All of these people are likely to give you good service and take a hit if they have to to keep customers happy. Some of the reasons (not all of course are) Van and Roast because if he didn't he would likely not sell a machine again on the forum. BB, because they have a reputation to maintain and a 2 year warranty to support, plus commercial links. Lakeland have a legally binding guarantee, John Lewis will always work well within the law. Instead people go and buy from cheapo Italia in Italy etc.. and sure they save a few bob, but when the problems start, you can be in a world of pain. Now I don't want to mention a specific retailer in a negative sense, even if I may have had dealings with them a LONG time ago and actually been to their premises. However, if your seeing more negative comments than make you feel comfortable, it doesn't really matter.....go somewhere else, there is plenty of choice. You might spend a little more, but then I guess if your Silvia had cost a little more, but you had a retailer who immediately sorted it out for you....then you wouldn't mind.

I hate to break it to people, but ANY espresso machine, no matter how much you pay can go wrong within weeks or months. The nature of their construction and operation make this a lot more likely than many other consumer products.
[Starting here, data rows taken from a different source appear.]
PR #67, opened 2018-11-07
BCDA-349: Introduce integration/smoke test into the pipeline

msnook:
### Fixes [BCDA-349](https://jira.cms.gov/browse/BCDA-349)

Introduce an integration test utility that can be leveraged in local environment.

### Proposed changes:

Baseline the BCDA client demo and transform it into a smoke test utility.  Additionally, ensure that it can easily be leveraged by the development team for local testing.

### Change Details

- Baselined the BCDA client.  To see differences from the original version (pulled from Ryan's gist) and the current version, please see this diff (scroll to the bottom and only necessary to focus on the diff for the `bcda_client.go` file: https://github.com/CMSgov/bcda-app/compare/14407f6...d617d9e 
- Added a `Dockerfile` so that the smoke tests can be executed in local development environment.
- Update the `Makefile` to include a smoke test target.
- Prepare the travis configuration for future enabling of the smoke test execution in travis CI.  It is currently disabled due to this bug: https://jira.cms.gov/browse/BCDA-500
- Ops specific updates for BCDA-349 can be found in this PR: https://github.com/CMSgov/bcda-ops/pull/41

### Security Implications

- None.

### Acceptance Validation

This has been tied into the CI.  Here is the Jenkins job: https://bcda-ci.adhocteam.us/job/BCDA%20-%20Test%20-%20Integration%20Smoke/

### Feedback Requested

Please review.


Dockerfiles/Dockerfile.smoke_test
```diff
@@ -0,0 +1,23 @@
+FROM golang:1.10.3
+
+RUN openssl genrsa -out /var/local/private.pem 2048
```
rnagle: I don't think the client needs this key pair. Can be removed.

Dockerfiles/Dockerfile.smoke_test
```diff
@@ -0,0 +1,23 @@
...
+RUN openssl rsa -in /var/local/private.pem -outform PEM -pubout -out /var/local/public.pem
+
+RUN go get -u github.com/golang/dep/cmd/dep
+
+WORKDIR /go/src/github.com/CMSgov/bcda-app
+COPY . .
+
+RUN dep ensure
+
+ENV BCDA_ERROR_LOG /var/log/bcda-error.log
```
rnagle: Again, don't think the client needs any of these `ENV` vars defined. Can probably remove.

Dockerfiles/Dockerfile.smoke_test
msnook: You are right.  Removed.

Dockerfiles/Dockerfile.smoke_test
msnook: Removed.

bcda/api.go
```diff
@@ -297,7 +297,7 @@ func getToken(w http.ResponseWriter, r *http.Request) {
 	// Generates a token for fake user and ACO combination
 	token, err := authBackend.GenerateTokenString(
 		"82503A18-BF3B-436D-BA7B-BAE09B7FFD2F",
-		"3461c774-b48f-11e8-96f8-529269fb1459",
+		"0C527D2E-2E8A-4808-B11D-0FA06BAF8254",
```
tbellj: yes finally!

PR #233, opened 2019-04-11
BCDA-1143 Maintenance: Separate Auth API Methods from BCDA API

dhgreene:
### Fixes [BCDA-1143](https://jira.cms.gov/browse/BCDA-1143)
The goal is to separate the auth routing code (as much as possible), and create stubs for the next few auth endpoints.

### Proposed changes:
Reduce knowledge of auth internals by moving auth-related routing and route testing to the `/bdca/auth/` folder.

### Change Details
Added (by taking away code from `/bcda/*.go`:
- `/bcda/auth/api.go`
- `/bcda/auth/api_test.go`
- `/bcda/auth/router.go`
- `/bcda/auth/router_test.go`

Created stubs for four `/auth/group` verbs.  
Note that:
- No Swagger documentation was added, since these will be private and unavailable to the audience using our Swagger docs.
- An `auth_test` package had to be created for `/bcda/auth/api_test.go` to prevent an import loop with testUtils.

### Security Implications
The new `/auth/group` endpoints are only available when the environment contains `DEBUG=true`.  We'll likely have a more sophisticated way of making them available to ACO-MS later.

### Feedback Requested
- Are these the correct new locations for this code?
- Has too much/too little been moved?


bcda/router.go
```diff
@@ -29,13 +29,16 @@ func NewAPIRouter() http.Handler {
...
 	})
-	r.Post(m.WrapHandler("/auth/token", getAuthToken))
 	r.Get(m.WrapHandler("/_version", getVersion))
 	r.Get(m.WrapHandler("/_health", healthCheck))
 	r.Get(m.WrapHandler("/_auth", getAuthInfo))
 	return r
 }
 
+func NewAuthRouter() http.Handler {
+	return auth.NewAuthRouter(auth.ParseToken, logging.NewStructuredLogger(), HSTSHeader, ConnectionClose)
```
dhgreene: > ParseToken is for external consumption by users of auth, because the token claims it expects are for the API. Token claims for its auth admin endpoints like group would be different. ParseToken should not be middleware for this call.

@DeirdreHolub Is this just a semantic issue, since the parameters are named "middleware" in `auth.NewAuthRouter`?  The API is still in full control over whether `ParseToken` is called.  It's used in exactly this way 3 lines up in a call to `chi.With()` (which also names these parameters as middleware).  The one change is that it's now being passed to `auth.NewAuthRouter`.

From a risk perspective I'm less worried about whether we're now hiding `ParseToken` inside auth, and more worried whether there are other customizations to an `http.Handler` that might need to be made in other contexts or by other clients.

dhgreene: ParseToken removed.  Thanks for clarifying!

The warranties are usually bought out warranties, which mean it's up to the retailers to sort it and and take the hit if necessary. Even where the warranty is directly supported by the company, it's often easier to let your retailer sort it out with them for you, AFTER, they have sorted you out.
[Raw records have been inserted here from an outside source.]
PR #235, opened 2019-04-12
BCDA-1134 Documentation: improve swagger workflow

dhgreene:
### Fixes [BCDA-1134](https://jira.cms.gov/browse/BCDA-1134)
We have multiple authentication methods on Swagger now:
1) `/auth/token` accepts client credentials with Basic authentication
2) The resulting token is used in the bulkData endpoints via bearer token (what Swagger calls "API authentication")

This leads to some potential confusion as users navigate the Swagger docs.

### Proposed changes:
- Add appropriate text to differentiate authentication methods when the user clicks the "authentication" box near the top of the page
- Change the order of authentication methods in the "authentication" dialog to reflect order of usage
- Change the order of the API groups so that it's intuitive to get a token from `/auth/token` before using the authenticated bulkData endpoints.
- Remove the lock icon from the metadata endpoints, so as to make it clear they do not require authentication.

### Change Details
- API group ordering is made possibly by defining the tags in the schema, which is not directly supported by `go-swagger`.  However, `go-swagger` allows for direct creation of a YAML file: in this case, `/bcda/swaggerui/tags.yml`.
- Not changed: the ticket requested that the words "username" and "password" be changed to "client id" and "secret" for Basic authentication.  This might be possible by editing the content of the Swagger page after it's generated (e.g. with Javascript), but does not seem to be possible during Swagger page generation.

### Security Implications
These changes affect documentation only.

### Acceptance Validation
Screen Shot 2019-04-12 at 12 00 01 PM

Screen Shot 2019-04-12 at 11 59 33 AM

### Testing
Review the screenshots above or:
1. Rebuild the `static_site` container
1. Run `docker-compose up static_site`

### Feedback Requested
- Swagger wording, ordering, and grouping suggestions are welcome
- In particular, the text in the `Name` field of the bearer token authentication might be a bit much.  What do you think?
- The Basic authentication prompts are for `username` and `password`, but we are looking for users to provide `client ID` and `secret`.  Is this a problem worth spending significant effort changing?


bcda/swaggerui/tags.yml
```diff
@@ -0,0 +1,4 @@
+tags:
```
knollfear: Nice.  This is great.

bcda/api.go
```diff
@@ -16,18 +16,13 @@
...
 
-     Security:
-     - api_key:
-
      SecurityDefinitions:
-     api_key:
+     bearer_token:
           type: apiKey
-          name: Authorization
+          name: For bulkData endpoints. 1) Put your credentials in Basic Authentication, 2) get your token from /auth/token, 3) put your token here, after the word "Bearer"
```
knollfear: I think new lines would be jazzy if that is possible.
I also propose this:
For BulkData Endpoints require a Bearer Token (Do we have a userguide explanation? can we link it?).  
1) Put your credentials in Basic Authentication (is an anchor link possible?)
2) Request a bearer token from /auth/token
3) Put "Bearer {TOKEN}" in this field (no quotes) using the bearer token retrieved in step 2

dhgreene: @knollfear 
- Best I can tell, newlines are not an option given that it's HTML as produced by YAML as processed through GoDoc.  We're stretching the `Name` field a bit far as it is!
- HTML tags also seem to be escaped, so no links.

I've adapted your suggestions to the text at the top of the page as well as the "Authorize" dialog:

Screen Shot 2019-04-15 at 8 01 46 PM

Screen Shot 2019-04-15 at 8 02 26 PM

karlmdavis: > * Best I can tell, newlines are not an option given that it's HTML as produced by YAML as processed through GoDoc.  We're stretching the `Name` field a bit far as it is!

Just 'cause I was curious, I went and looked and found this: <https://golang.org/pkg/go/doc/#ToHTML>. Which is dumb; not allowing for MarkDown or some more advanced embedded formatting than what they've got seems short-sighted. Oh well.

dhgreene: @karlmdavis Thanks for that.  Yes, it all works as your reference says for the top of the page.  But in the middle of the `bearer_token` `Name:` field links aren't handled.  We'll keep that in mind for future enhancements.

There are many so called "box shifters in the market"...it's OK to buy from them if that's what you want and realise the service you will be getting, but at least make sure they are prepared to take the hit with no arguments and no hassle for you. You are the one spending 100s or 1000s of pounds, they should be the ones taking the risk...not you. If after sales, spares, goodwill etc.. means anything and you want quality UK retailers to be around for you when you need them.....then support them


----------



## The Systemic Kid

As far as I am aware, there is only one UK stockist for the Silvia and forum feedback for this seller seems to be mixed. So, if you want to buy a Silvia you don't have much choice vis a vis UK stockists. Failing this, you are dependent on box shifters such as Cafe Italia which offer very attractive prices but after sales support can be an issue as a recent Silvia thread highlighted. To be fair to Cafe Italia, forum member's issue was ultimately resolved but took some time.


----------



## DavecUK

The Systemic Kid said:


> As far as I am aware, there is only one UK stockist for the Silvia and forum feedback for this seller seems to be mixed. So, if you want to buy a Silvia you don't have much choice vis a vis UK stockists. Failing this, you are dependent on box shifters such as Cafe Italia which offer very attractive prices but after sales support can be an issue as a recent Silvia thread highlighted. To be fair to Cafe Italia, forum member's issue was ultimately resolved but took some time.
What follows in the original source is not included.